Selon Laguardia et Ryan (2000, p. 284), la TAD « propose une psychologie sociale du bien-être psychologique (Ryan, 1995) ». Elle explique les conditions sous lesquelles le bien-bien-être d’un individu est facilité au lieu d’être entravé en spécifiant quels sont les besoins psychologiques fondamentaux :

- définir le minimum requis pour qu’une personne soit en santé ;

- prescrire ce que le milieu doit fournir pour qu’elle se développe et grandisse psychologiquement.

Ainsi, la TAD maintient que, d’une façon innée, l’humain tend à satisfaire trois besoins psychologiques fondamentaux, à savoir le besoin d’autonomie, le besoin de compétence et le besoin de relation à autrui (Deci & Ryan, 2000, 2008 ; Laguardia & Ryan, 2000).

- L’autonomie réfère au sentiment de se sentir à l'origine ou à la source de ses actions, de sorte qu’elle est en congruence avec elle et qu’elle l’assume entièrement (deCharms, 1968 ; Deci & Ryan, 1985a). Cependant, agir de façon autonome ne veut pas dire agir seul : il convient de bien distinguer l’autonomie et l’individualisme. Nous serions même tenté de dire que paradoxalement, il est presque impérativement nécessaire d’être avec d’autres pour ressentir réellement son autonomie, notamment quand il sera possible de percevoir qu’ils respectent nos choix, même s’ils ne les partagent pas.

- La compétence réfère à un sentiment d’efficacité sur son environnement (Deci, 1975 ; White, 1959), ce qui stimule la curiosité, le goût d’explorer et de relever des défis. À elle seule, l’efficacité ne suffit pas toutefois à susciter le sentiment d’être compétent ; elle doit

comprendre aussi le sentiment de la prise en charge personnelle de l’effet à produire (Laguardia & Ryan, 2000). Là encore, il est difficile de ressentir réellement sa compétence sans quelque part sa « confirmation » par d’autres. Souvent, certaines de nos compétences sont d’abord perçues par d’autres alors que nous n’en avons même pas conscience (Le Boterf, 2004). Cette révélation, et donc le bien-être psychologique qui en découle, ne peut s’effectuer sans eux.
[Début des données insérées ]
Issue #974, opened 2025-03-24
Private information doesnt expected at public docs


pheral:
### Scribe version

4.40.0

### Your question

Name of tables or models doesnt expected at public docs.

If we have request like this:
```php
/**
 * Query parameters.
 */
class SecureRequest extends FormRequest
{
  public function rules(): array
  {
    return [
      'request_key' => 'nullable|string|exists:'.SecureModel::class.',secure_column'
    ];
  }

  public function queryParameters(): array
  {
    return [
      'request_key' => ['description' => 'Your access key'],
    ];
  }
}
```

Scribe generate something like that:

> **request_key** string optional.
> Your access key. **The secure_column of an existing record in the App\Models\Secure table.**

but expected anoter result:

> **request_key** string optional.
> Your access key.
> 

And now we cant disable this secure information.

### Docs

- [x] I've checked [the docs](https://scribe.knuckles.wtf/laravel), the [troubleshooting guide](https://scribe.knuckles.wtf/laravel/troubleshooting), and [existing issues](https://github.com/knuckleswtf/scribe/issues?q=is%3Aissue+), but I didn't find a solution

shalvah:
Hmm. Scribe's behaviour is to _append_ to your description. We can make this configurable, but until then, you can remove the `QueryParameters\GetFromFormRequest::class` from the list of strategies in your config.

pheral:
All other appends from request rules - works great. 

That issue only about "exists" rule, because only that rule show to user secure information about database. 
Database - another layer, differs from request. 
And if in future you will make this rule configurable, all be fine.
We will just lock version 4.37.2 and wait for your updates.

shalvah:
Hmm, sure. In future, we'll make all validation rules strategies configurable. So you can specify: `"ignore_rules" => ["exists"]`.

andrewskm:
The exists rule is nice to show since it lets the user know it needs to, exist.
The issue is that the string for the message exposes the arguments that only the developer should be aware of and is risky to show publicly.

Would it be better to replace the string 
`The <code>{$ruleArguments[1]}</code> of an existing record in the {$ruleArguments[0]} table.`
To something more vague like
`The value of a column in an existing stored record.`

shalvah:
Yes, for sure! In fact, we can just replace it with something like `Must match an existing value`.

[...]

PR #1069, opened 2026-03-24
Update description for 'exists' validation rule

andrewskm:
Removed references to database attributes that should not be public.

Per https://github.com/knuckleswtf/scribe/issues/974, (only the private portion, not the ignoring feature).


shalvah:
I like it, although it will technically be a breaking change. 🤔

- Le besoin d’être en relation à autrui implique la perception de l’affiliation et le sentiment d’être relié à des personnes qui sont importantes pour soi (Baumeister & Leary, 1995 ; Ryan, 1993). Ressentir une attention délicate et sympathique confirme alors qu’on est quelqu’un de signifiant pour d’autres personnes et objet de sollicitude de leur part (Reis, 1994).

Dans une recherche concernant l’impact du climat scolaire sur la motivation, Leroy constate que « c’est principalement via la signification que donnent les élèves à leur environnement scolaire que les comportements de l’enseignant affectent les apprentissages » (Leroy, 2009, p. 157).

Parmi les trois besoins psychologiques de base, le dernier historiquement énoncé par Deci et Ryan, à savoir l’affiliation nous semble être celui qui est le plus important : celui qui à nos yeux est le plus « humain », peut-être notamment parce qu’il permet d’entrevoir l’impérieuse nécessité d’une part d’humanité dans l’humain.

Comme annoncé précédemment, la perception de l’affiliation est très impliquée dans la construction de nos hypothèses, nous aurons donc l’occasion de le détailler davantage par la suite.